Needless to say, dear old Sir Digby Jones has had fits of the vapours at a modest call for pay restraint at the practically tax-exempt upper end of the scale, exemptions the bill for which is footed by the middle and working classes, with one of the great cities of the world now functioning as a tax haven for the super-rich as if it were a Channel Island or a smaller West Indy.
Anyway, Sir Digby cites, as such people always do, "the market". What "market"? Most of these people have only ever worked for one company in their lives. Almost none is a foreign national, and most of those who are are Irish. Many are related to the founders of their respective companies. This "market" simply does not exist.
As for the scaremongering talk of withdrawal of investment and of "brain drains", the real British market, sixty million strong, is sufficiently large that people are always going to want to sell to it, and if they are told that they just have to make the goods here and employ our people from top to bottom within our pay restraint regime, then they will do it rather than forego a market this size.

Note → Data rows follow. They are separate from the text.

PR #512, opened 2025-05-08
Icon button snippets

wardlauren:
Adding icon button snippets.

Updating toml file to add dependency for extended icons.


JolandaVerhoef:
@riggaroo can you inform us whether the material extended icons are still okay to use or if we should use hard-coded drawables instead?

riggaroo:
We should be using hardcoded drawables created through Android Studio tooling - material-icons-extended is not the up-to-date set of icons that we should be recommending to developers to use.

compose/snippets/src/main/java/com/example/compose/snippets/components/IconButton.kt
```diff
@@ -0,0 +1,127 @@
...
+@Composable
+fun ToggleIconButtonExample() {
+    // isToggled initial value should be read from a view model or persistent storage.
+    var isToggled by rememberSaveable { mutableStateOf(false) }
+
+    IconButton(
+        onClick = { isToggled = !isToggled }
+    ) {
+        Icon(
+            imageVector = if (isToggled) Icons.Filled.Favorite else Icons.Outlined.FavoriteBorder,
```
riggaroo: This should also switch to XML files

riggaroo (approved):

JolandaVerhoef (approved):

And a "brain drain"? See above as to the sort of people we're actually talking about. Anyway, even assuming that anywhere else would take them, where would they go? Only America springs to mind, a country which most of them visit frequently and where many of them even have permanent residences. They have explicitly decided against actually living there, rather than just having houses there, on a permanent basis, simply because most people do not wish to live permanently in a foreign country.